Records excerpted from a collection

PR #1156, opened 2026-08-17
feat(midnight-js): add protocol/v8 subpath and lazy load V8 accessor

### LINKED ISSUE #1004: [HF v8→v9] MJS-01 — protocol package: unified v8/v9 dispatch APIs

sp-io:
## Summary
- `protocol` gains the `./v8` subpath re-exporting `@midnightntwrk/ledger-v8@8.1.1` (exact pin; the only place in the tree resolving it — AC6 slice)
- Lazy, memoised `loadLedger8()` accessor in `src/lib/load-v8.ts`, reaching the subpath through a relative `import('../v8.js')` (ADR 0004) — the v8 WASM never loads in a v9-only session (NFR6); dist-level CI-testable gate asserts `dist/index.js` carries zero static `ledger-v8` linkage and links the v8 chunk only through that dynamic import (verified on a cold build)
- `./v8` in the exports map is what makes `src/v8.ts` a build entry under the ESM-only single-pass build; protocol export surface strictly additive (D3), asserted by the sorted-key ACL test
- dist-laziness test skips visibly when `dist/` is absent instead of failing with ENOENT; the v8 surface and failure-path suites resolve the module from source and need no prior build

**Merge flow (MJS-01 integration branch):** stacked on #1155 (base: `feat/1004-version-module-gates`). After #1155 merges into the long-living `feat/1004-protocol-dual-ledger`, retarget this PR to `feat/1004-protocol-dual-ledger` and merge it there. Every MJS-01 PR merges to that branch first; a single final PR merges it to `main` and closes #1004. Part of the Ledger v8→v9 HF migration (#1004, MJS-01 plan PR 1004-C).

Note for reviewers (scope check updated 2026-08-17): **both** scopes publish `ledger-v8` on the public registry — `@midnight-ntwrk/ledger-v8` (8.0.2…8.1.1, the historical scope the HF spike used) and `@midnightntwrk/ledger-v8` (8.1.1, 8.2.0-rc.1, matching the `@midnightntwrk/ledger-v9` scope). This PR pins the latter at 8.1.1. The OQ2 credentialed org-ownership check for both scopes remains a pre-merge action (see spec OQ2) — with dual-published scopes it matters more, not less.

Synced with #1155 on 2026-08-20 (merge, not rebase). The parent brought the ESM-only build (#1180), so this PR now follows it: `./v8` maps to `dist/v8.js` / `dist/v8.d.ts`, the loader uses the relative import instead of the package self-reference, and `load-v8.ts` sits in `src/lib/` — the parent's new `export-surface` gate pairs every module directly under `src/` with an exports subpath, and the accessor ships through the root barrel rather than a subpath of its own (`lib/` = not a build entry, distinct from `contracts/src/internal`, which marks implementation hidden from consumers).

## Test plan
- [x] Tests written first (TDD), verified failing before implementation
- [x] All existing tests pass (protocol 118/118, coverage 100/100/100/100; full-repo `yarn test:unit` 28/28 tasks green on this head)
- [x] Lint clean, `yarn typecheck:tests` clean, cold `yarn build` exit 0 with the dist gate running (not skipping) and green


sp-io:
Review fixes pushed (f00027f7, 4c48a992):

- **loadV8 failure contract**: failed import now rejects with `Ledger8RuntimeMissingError` (`MIDNIGHT_JS_P_LEDGER8_RUNTIME_MISSING`, original error as `cause`) and the memo is cleared so the next call retries; negative-path test added.
- **Laziness gate hardened**: dist test now also forbids static linkage of the `protocol/v8` subpath (the realistic regression the old `ledger-v8` regex missed), positively asserts the dynamic import survives the build, and checks the `./v8` exports-map artifacts exist.
- **Public publish fix**: `publish-public-npm.mjs` now rewrites `@midnight-ntwrk` → `@midnightntwrk` inside built JS/DTS files too — the compiled self-reference specifier baked into `dist/` otherwise fails to resolve in the `@midnightntwrk` publish (also fixes cross-package specifiers for every published package).
- `typeof import()` alias replaced with `import type` (drops the eslint-disable and its incorrect justification); comments no longer reference spec sections/OQ items not present on main.
- `loadV8` tests are dist-gated with visible skips (same policy as the dist gate); floating promises fixed.
- README documents `./v8`, `loadV8()`, and the type-only import escape hatch.

ADR for the new runtime dependency: #1157 (separate PR per review workflow).

Local verification: 90/90 tests pass, coverage 100%, lint and `typecheck:tests` clean.

VanessaPC (approved):

VanessaPC (approved):

packages/protocol/src/test/dist-laziness.test.ts
```diff
@@ -0,0 +1,68 @@
...
+
+// Skipped (not omitted) when dist/ is absent, so a run without a prior build
+// still reports these as visible skips rather than silently vanishing —
+// run `yarn build && yarn test` to green them.
+//
+// The file reads happen lazily inside each `it` body (not in the `describe`
+// body) so that `describe.skipIf` actually prevents them from running when
+// dist/ is absent — vitest still executes a `describe` callback during test
+// collection even when `skipIf` is true; only the nested `it`s are skipped.
+describe.skipIf(!distIndexExists)('dist laziness gate', () => {
```
kapke: Are skips reported as errors in CI? IF not - it should be orchestrated in a way, which ensures the dist exists

packages/protocol/package.json
```diff
@@ -74,6 +78,7 @@
     "@midnight-ntwrk/compact-js": "2.5.5-rc.7",
     "@midnight-ntwrk/compact-runtime": "0.18.0-rc.1",
     "@midnight-ntwrk/platform-js": "3.0.0",
+    "@midnightntwrk/ledger-v8": "8.1.1",
```
kapke, line 81: why using exact versions instead of `^`-prefixed or `~`-prefixed?

sp-io: Because we had in the past multiple issues with incompatible ledger between patch versions sadly...

packages/protocol/src/test/dist-laziness.test.ts
sp-io: Right — vitest skips are reported as passes, so the gate was silently self-disabling. Fixed in 878c4afd: the skip is gone.

Orchestration already guarantees `dist/`: the turbo `test` task has `dependsOn: ["build", "^build"]`, and CI runs `yarn build` before `yarn test` (ci-base.yml). So a missing `dist/` is a real failure, and the suite now treats it as one — a bare `vitest run` without a prior build fails with:

> dist/index.js is missing: this suite inspects the rollup output. Run "yarn build" first, or run "yarn turbo test", which builds before testing.

Verified: without `dist/` → 5 failed, 0 skipped; after `yarn build` → 118 passed, 0 skipped, coverage 100%.

sp-io: Follow-up: the sibling gate had the same shape (`dist-error-identity.test.ts`, `skipIf(!bundlesExist && !process.env.CI)`), so it is fixed the same way in #1155 (ec5f6970) and merged down here (15bf019f). No `skipIf` is left in `packages/protocol/src/test/`.

On this branch after the merge: 118 passed, 0 skipped, coverage 100%; without `dist/` the two dist gates fail loudly instead of skipping.

packages/protocol/package.json
kapke: I see. I believe these packages are going to behave much better in this regard now as there is the mainnet out there and the rust packaging adopted separate-crate-per-era model too, so there's much less of an incentive for them to not follow semver now.

sp-io: For now I prefer a defensive approach "just in case" :)
Once the HF feature will be added, I will proceed as suggested.

sp-io: Tracked in #1217 — switch these to caret (`^`) ranges once the hard-fork stack lands and the deps are GA. Short version of the reasoning there: caret rather than tilde (for the 0.x deps the two are identical anyway, and inside one ledger era the minor line is additive by construction), prereleases stay exact because a range on an `-rc` accepts `rc.4` without ever reaching the next minor, and `zkir-v2` stays exact because the engine and the `WasmProver` params have to come from the same zkir release.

=== Required action ===
Within the records above, count the lines that contain "separate" and give the number with nothing added.

=== Written reply ===
2